Плачу, и рыдаю, и захожусь в плаче, и уже не хочу перестать, такая экзальтация рыданий, а потом бурные всхлипы и икота на полчаса - до упадка сил и потери сознания. Это нервы гудят и воют у тронутой России - как провода под токами высокой частоты. Куда ни глянь по улице, в квартире, на природе - всюду слезоточивый настрой, у мужиков и баб едино.

Готовность к плачу в народе моментальна, и повод нужен самый ничтожный - чем радостнее, тем рыдательней. При радости, от дуновения счастья особенно обильно льются российские слезы, до истерики. Не унять, как ни старайся, ни кривись.

Мужчины плачут тайком и втихомолку. Женщины в России плачут в охотку и не таясь. Как рыбы в воде, в рыдательной стихии отечества.

Всего этого, лезущего в глаза и в душу, Бродский не схватывал. "Я, Боже, глуховат. Я, Боже, слеповат". В стихах не врал почти никогда".

"Еще!" - инфантильно потребовал Сережа, когда я, наконец, иссякла. Он был услащен критикой Бродского. Не из злорадства, конечно. Он ликовал, когда элементарные нормы литературного общежития, попранные Бродским, были - хотя бы частично и мимолетно - но восстановлены. Это как бы отлаживало систему мер и веса в Сережиной пунктуальной душе.

Бродский эмигрантскую публику - единственный тогда Сережин читательский контингент - третировал. Поставил себя безусловно вне критики и даже обсуждения. Так замордовал читателя-соотчича, что тот и пикнуть невпопад страшился. Впопад и в жилу было: корифей-титан-кумир. В ином для себя контексте Бродский в дискурс не вступал.

Мы его шутя звали генералиссимусом русской поэзии. Он любил раздавать генеральские чины своим поэзо-соратникам и однопоколенникам. Имитируя славу Пушкина и его плеядников. В стихах был аристократом. В стратегии и тактике по добыванию славы и деньжат - плебей и жлоб. Что не могло не сказаться и на стихах.

Что ещё мне тогда хотелось сказать о Бродском?
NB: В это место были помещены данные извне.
PR #163, opened 2020-05-14
Add an example for accessing features in a rule.

laurentlb:


laurentlb:
There was a plan in 2017 to have just `ctx.attr.features`: https://docs.google.com/document/d/1wSp1ff_7-f3xXVouayo1zdv-RkzZEc31diy7lPYQTko/edit#heading=h.v8eshpikst2

We can still do it if we want. In the mean time, I'd rather document the current behavior.

PR #167, opened 2020-05-15
Add example of build setting and select

juliexxia:
Work towards #154


rules/starlark_configurations/select_on_build_setting/BUILD
```diff
@@ -0,0 +1,31 @@
+load("@bazel_skylib//rules:common_settings.bzl", "string_flag")
+load(":defs.bzl", "harvest", "fruit")
+
+string_flag(name = "season", build_setting_default = "spring")
```
gregestren, line 4: Nit: Might be helpful to comment-contextualize how skylib fits in, i.e. the same comments you made in your other PRs explaining skylib is a convenient but not necessary.

juliexxia: Done

PR #170, opened 2020-05-15
An example of reading settings/attributes in the transition

juliexxia:
...including a note about the reading configured attributed in rule transitions nuance. 

Work towards #154


juliexxia:
Done!

PR #172, opened 2020-05-26
Remove unnecessary header in cpp example (stage 2)

aSquare14:
- This PR removes the header file 
```c
#include<string.h> 
```
from a few files.
- These files imported 
```c
#include "main/hello-greet.h"
```
in which the string header is already present. 
- Hence, importing just hello-greet.h will suffice.


aSquare14:
@googlebot I signed it!

PR #177, opened 2020-06-11
Update execute.bzl

ahumesky:
Make `merge_tool` a private attribute (`"_merge_tool"`), like it says it is in the comments.

### DIFF
--- a/rules/actions_run/execute.bzl
+++ b/rules/actions_run/execute.bzl
@@ -18,7 +18,7 @@ def _impl(ctx):
         outputs = [ctx.outputs.out],
         arguments = args,
         progress_message = "Merging into %s" % ctx.outputs.out.short_path,
-        executable = ctx.executable.merge_tool,
+        executable = ctx.executable._merge_tool,
     )
 
 concat = rule(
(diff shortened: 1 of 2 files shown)


c-parsons:
Failures look legitimate, PTAL?

ahumesky:
yeahhh, looks like making it a public attr was on purpose to support different platforms via a select.... i guess the right thing to do is to create a wrapper macro to create a default select...

ahumesky:
restructured things a little, PTAL

rules/actions_run/execute.bzl
```diff
@@ -30,7 +38,19 @@ concat = rule(
             executable = True,
             cfg = "host",
```
katre, line 39: Also, since you're here, please change this to `cfg = "exec"`.

aiuto:
Friendly ping. Trying merge or close.

aiuto:
Friendly ping. Trying merge or close.

aiuto:
Last ping before closing it.

aiuto:
One final, last ping.  If we are not going to work on this, let's close it.

ahumesky:
I don't really recall what I was doing here, doesn't seem super important

PR #186, opened 2020-11-04
Update rules_apple

keith:
This is required for https://github.com/bazelbuild/bazel/pull/12265


keith:
Maybe we should switch this to use the git repo at HEAD though?

oquenchil (approved):
LGTM

Issue #106, opened 2019-07-28
Add examples for the external dependencies


libratiger:
There is no examples about the [external dependencies](https://docs.bazel.build/versions/0.28.0/external.html), it would be better for tutorial.

aehlig:
> There is no examples about the [external dependencies](https://docs.bazel.build/versions/0.28.0/external.html), it would be better for tutorial.

The quoted page shows a couple of examples on how external dependencies can be used; could you please clarify what kind of examples you are missing.

aehlig:
Also, if it is about _this_ repository, the [`WORKSPACE` file of the `tutorial` subdirectory](https://github.com/bazelbuild/examples/blob/8da4b9b4719685d89b840543c74ad5e399b3bcfa/tutorial/WORKSPACE) already uses quite a lot of external repositories; so real-world examples are included here as well.

PR #202, opened 2021-04-28
Add an example on how to deal with third party dependencies

limdor:
There are several ways to handle external dependencies in Bazel.
However there are not many examples on how to address it or what
are the best practices.
In this example one approach is presented.
An example with third party dependencies was requested in #106.
This example has been initially developed in
https://github.com/limdor/bazel-examples, in case there is interest
other examples could be ported.


limdor:
Any feedback would be welcome, thanks

gregestren:
Hi @limdor - I'll try to take a look at this soon. Please ping me again within a week if I haven't responded earlier.

meteorcloudy:
Thanks! This is indeed a nice example and doc of how external dependencies work currently in Bazel for many projects. 

But this approach also has many problems (the major one being it provides poor dependency resolution result). We are working on a completely new external dependency system called "Bzlmod". Please check the the [doc](https://docs.google.com/document/d/1moQfNcEIttsk6vYanNKIy3ZuK53hQUFq1b1r0rmsYVg/edit) and some [examples](https://github.com/meteorcloudy/bzlmod-examples/tree/main/examples). Maybe you could also mention this in the README.md file?

/cc @Wyverald

PR #135, opened 2018-12-24
ci: Allow Travis to create signed macOS builds

felixrieseberg:
In a perfect world, we could release Fiddle with nothing but CI builds. As of today, I'm still signing things by hand on my local machines, but I'd like to get away from that.

In this PR, I'm enabling Travis to create signed macOS builds.

### DIFF
--- a/forge.config.js
+++ b/forge.config.js
@@ -3,7 +3,7 @@
 const path = require('path')
 const packageJson = require('./package.json')
 
- const { version } = packageJson
+const { version } = packageJson
 const iconDir = path.resolve(__dirname, 'assets', 'icons')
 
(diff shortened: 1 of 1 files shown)


forge.config.js
```diff
@@ -4,7 +4,7 @@ const path = require('path')
 const packageJson = require('./package.json')
 
 const { version } = packageJson;
```
malept: For consistency:
```suggestion
 const { version } = packageJson
```

felixrieseberg:
@malept Maybe eventually, but at least for now, I think notarizing is still optional. That said, getting it into `electron-forge` would be amazing.

PR #154, opened 2019-01-08
Add instructions to get Notifications working on Windows 10

### LINKED ISSUE #153: Notifications API don't work on Windows 10
I noticed that we need to add the electron.exe to the start menu. And add `app.setAppUserModelId(process.execPath)` to the Main Process. Creating a PR to the Readme to save other people's sanity & time.
image

vviikk:
Fixes #153

### DIFF
--- a/README.md
+++ b/README.md
@@ -56,6 +56,13 @@ fiddle has grown up, export it as a project with or without
 [electron-forge][electron-forge]. Then, use your favorite editor and take on
 the world!
 
+## Troubleshooting
+### Notifications not showing on Windows 10 Fall Update and Newer
+This is because Windows is only allowing known applications to fire notifications.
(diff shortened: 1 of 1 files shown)


malept:
I think it would be better to add some code and/or comments to https://github.com/electron/fiddle/blob/master/static/templates/Notification/main.js rather than increase the size of the README.

Also, doesn't this duplicate the [Notification documentation](https://electronjs.org/docs/tutorial/notifications) (which is linked to in the notification template)?

felixrieseberg:
I agree with @malept here, I think the `README` of this project isn't the right place for this kind of documentation. I really appreciate your effort and am thankful, but I think we should think this over and possibly find another solution.

vviikk:
No problem. I've added this to the Electron docs as well, and the PR just got merged.

https://github.com/electron/electron/pull/16320

Let me know if you need anything else. And yes, we probably need to find a workaround, or do something in electron-forge.

PR #163, opened 2019-01-17
chore: update Electron Forge to 6.0.0-beta.32

malept:
Forge v6 beta 32 has an updated Electron Packager and `electron-installer-*` modules. Offhand, there are two things that are relevant to Fiddle:

* Linux packages no longer include a dependency on `GConf` (dropped in Electron 3)
* macOS notarize support


felixrieseberg:
Thank you!

Issue #158, opened 2019-01-10
Option to only list downloaded versions of Electron in the dropdown


miniak:
The list of Electron versions to the left of the run button shows way too many items. Make it possible to only display the downloaded versions, which would keep the list small. New versions can always be downloaded in the settings.

malept:
I think if we were to do that, there should be a link to get to that settings page from the dropdown.

felixrieseberg:
Alternative solution: I'll keep the default as it is, but we'll offer this configuration from the settings.

PR #170, opened 2019-01-27
feat: Display only Electron versions with a certain state

felixrieseberg:
This implements #158. In short, it allows users to specify whether or not to display versions that have been downloaded, are downloading, or haven't been downloaded yet.


felixrieseberg:
Coverage actually rose, that piece of information here is deceptive 🗡

PR #183, opened 2019-03-31
feat: Panel management (close and open editors)

felixrieseberg:
This PR is in support of future plans for Fiddle to be more helpful than it is today - for which I'd like to use more panels. Currently, you can't really do anything with panels - short of dragging them around and resizing them.

This PR adds proper _panel management_ to Fiddle. In short, it'll allow users to enable and disable panels! It's a pretty cool feature that'll enable all kinds of neat stuff.

This PR is fairly big but I wanted to make sure that I'm implementing this _properly_.

panels


felixrieseberg:
:rocket: Here we go!

PR #195, opened 2019-05-09
Fix: Require not defined bug

ajphukan:
**Issue:**  Uncaught ReferenceError: require is not defined  
**Files Affected:** All the Show Me example file  which uses './renderer.js'  
**Solution:** Can be solved by adding the webPreferences in main.js file.
`   webPreferences: {
      nodeIntegration: true
    }`


felixrieseberg:
Thank you!

PR #203, opened 2019-05-27
feat: add support for launch examples from the Electron docs

MarshallOfSound:
This adds support for loading fiddles directly from the Electron repository.  E.g. 

electron-fiddle://electron/fiddle-in-docs/docs/fiddles/single-instance

URL is of the format `electron-fiddle://electron/{ref}/{path}`

This will let us write fiddles as examples in our docs and let users one-click launch them to try them out


src/renderer/components/commands-address-bar.tsx
```diff
@@ -96,13 +121,85 @@ export class AddressBar extends React.Component<AddressBarProps, AddressBarState
...
+      if (appState.gitHubToken) {
+        octo.authenticate({
+          type: 'token',
+          token: appState.gitHubToken!
+        });
+      }
+
+      // TODO: Maybe we should fetch the package.json for the given ref to use the correct version of Electron?
+
+      const folder = await octo.repos.getContents({
```
felixrieseberg: I wonder if we can even hit this endpoint more than once without being authenticated 🤔

felixrieseberg:
This is very, very cool!

src/renderer/components/commands-address-bar.tsx
MarshallOfSound: If we're ok with making more requests and relying on 404's I think we can make this work without using the API (just hitting the `raw.*` URLs and guessing for `main.js`, `renderer.js` and `index.html`

Issue #188, opened 2019-04-11
Add an about dialog


malept:
As far as I can tell, there's no way to figure out what version of Electron Fiddle a user is running without asking them to dig into the source code of the bundled app, or if they're on Linux, using their package manager. Including this will make it easier to troubleshoot GitHub issues.

Saoskia:
What OS are you using? I'm on a Mac, and there already exists an About dialog by clicking on the app name and selecting 'About Electron Fiddle'. I don't have access to other OS to check them.

![Screen Shot 2019-05-27 1](https://user-images.githubusercontent.com/18042873/58420806-a36f2080-80d1-11e9-852a-3ab82ec0d467.png)
![Screen Shot 2019-05-27 2](https://user-images.githubusercontent.com/18042873/58420814-a833d480-80d1-11e9-8974-64740dbc0af6.png)

codebytere:
@Saoskia the issue is that it's not showing what version of _Electron_ is used in a given version of Fiddle, not what version of _Fiddle itself _is being used!

Saoskia:
@codebytere My apologises, that's not what I understood the issue to be.

PR #204, opened 2019-06-01
feat: add more information to about panel

codebytere:
Resolves https://github.com/electron/fiddle/issues/188.

Adds more information to the About panel on macOS and Linux, including the Electron version being used. @felixrieseberg I wasn't sure what you'd like to put for copyright, so i put `Electron Authors` for now but if there's something else you'd prefer I can use that instead!

new panel on macOS:

Screen Shot 2019-05-31 at 10 29 58 PM

### DIFF
--- a/src/utils/set-about-panel.ts
+++ b/src/utils/set-about-panel.ts
@@ -1,0 +1,26 @@
+import { AboutPanelOptionsOptions, app } from 'electron';
+
+/**
+ * Sets Fiddle's About panel options on Linux and macOS
+ *
+ * @returns
+ */
+export function setupAboutPanel(): void {
+  const options: AboutPanelOptionsOptions = {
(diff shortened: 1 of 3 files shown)


src/utils/set-about-panel.ts
```diff
@@ -0,0 +1,26 @@
+import { AboutPanelOptionsOptions, app } from 'electron';
```
malept: It's really called `AboutPanelOptionsOptions`? :laughing:

MarshallOfSound: That's um, questionable on my part 😆 The TS method takes `${methodName}${paramName}` as the default.  In this case the method is `setAboutPanelOptions` and the param is `options` 🤔 Maybe it should prevent `OptionsOptions` 🤔

PR #207, opened 2019-06-07
feat: handle incoming electron-fiddle://token/* launches

MarshallOfSound:
This will be paired with a new service to do an oauth dance and provide fiddle with this token.  This will be the new user flow way easier (no manual process for creating and setting up the Personal Access Token)


MarshallOfSound:
Just adding the ability to do this launch for now, at some point in the future we should update `dialog-token.tsx` to instead ask people to "Sign In" and open the token service.

PR #209, opened 2019-06-11
Fix: submit token

amorist:
Fixed:
1. Please provide a valid GitHub Personal Access Token
2. Can't perform a React state update on an unmounted component.


felixrieseberg:
Test error looks like a flake. Thank you very much for the fix!

PR #211, opened 2019-06-11
fix: Don't attempt to set about panel on Windows

### LINKED ISSUE #210: File menu regression on Windows
All menu items except for Exit are missing in v0.8.0 on Windows

Fiddle v0.7.0
Screen Shot 2019-06-11 at 12 46 09 PM

Fiddle v0.8.0
Screen Shot 2019-06-11 at 12 46 28 PM

felixrieseberg:
Turns out, `setAboutPanelOptions` doesn't work on Windows, so we're crashing there 🙈 

fixes #210

### DIFF
--- a/src/utils/set-about-panel.ts
+++ b/src/utils/set-about-panel.ts
@@ -6,6 +6,8 @@ import { AboutPanelOptionsOptions, app } from 'electron';
  * @returns
  */
 export function setupAboutPanel(): void {
+  if (process.platform === 'win32') return;
+
   const options: AboutPanelOptionsOptions = {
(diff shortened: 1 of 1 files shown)


miniak:
what about checking if `setAboutPanelOptions` exists instead of the platform check?

felixrieseberg:
> what about checking if setAboutPanelOptions exists instead of the platform check?

Even if it does, it's not work we _want_ to do on Windows. I'm a bit `/shrug` on this, but in the interest of getting a fix out, I think this is fundamentally the same. It's not like one solution is slower or faster than the other

PR #696, opened 2017-05-20
Work around `resolvconf` non-zero exit in wg client PostUp.

cpu:
The Wireguard `wg0-client.conf` template contains a `PostUp` hook that
uses `resolvconf` to set the DNS server for the client. On Ubuntu
clients, the `openresolv` package that the Wireguard PPA depends on to
provide the `resolvconf` command has an interesting "quirk" where it
will try to restart network services that may not be installed. Since
these attempted restarts fail, the overall `resolvconf` command returns
a non-zero exit status. The `wg-quick` function that invokes the
`PostUp` handler, `execute_hook()`, considers a non-zero exit code for
a PostUp as a fatal error preventing the Wireguard interface from being
created successfully.

Interestingly, a subsequent attempt to bring up the interface with
`wg-quick` succeeds, likely because `openresolv` doesn't need to update
the DNS servers or restart dependent services because it already did so
on the first non-zero exit code invocation.

This commit applies a dirty hack by appending `|| true` to the `PostUp`
in the `wg0-client.conf` template after the `resolvconf` invocation.
This ignores any failures from this command which isn't ideal, but
allows the interface to come up on the first try for Ubuntu clients.

### DIFF
--- a/playbooks/roles/wireguard/templates/wg0-client.conf.j2
+++ b/playbooks/roles/wireguard/templates/wg0-client.conf.j2
@@ -5,7 +5,12 @@ Address = 10.192.122.2/32
 #
 # The IP address of the DNS server that is available via the encrypted
 # WireGuard interface is {{ dnsmasq_wireguard_ip }}.
-PostUp = echo nameserver {{ dnsmasq_wireguard_ip }} | resolvconf -a %i -m 0 -x
+#
+# Note: You may see messages about "Failed to try-restart" services that you do
+# not have installed after the `resolvconf` PostUp. This is a side effect of the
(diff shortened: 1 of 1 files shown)


zx2c4:
This isn't a good way of going about things. I'll try to fix the DNS stuff within wg-quick itself for the next revision of WireGuard.

cpu:
> This isn't a good way of going about things.

A dirty hack that does what it says on the tin :-)

> I'll try to fix the DNS stuff within wg-quick itself for the next revision of WireGuard.

That would be great. I'll close this PR, the hack is here if it bothers Ubuntu users in the meantime.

Точнее, самому Бродскому. Как много раз бывало в Ленинграде, и он выслушивал по поводу стихов - однажды целую ночь напролет в его комнате в компании с Соловьевым и Кушнером - внимательно и охотно.

А вот что:

"Стихи он писал в России. В Америке - обеспечивал им гениальное авторство, мировую славу, нобелевский статус. Поэтическая судьба его закончилась в России. За границей он стал судьбу делать сам.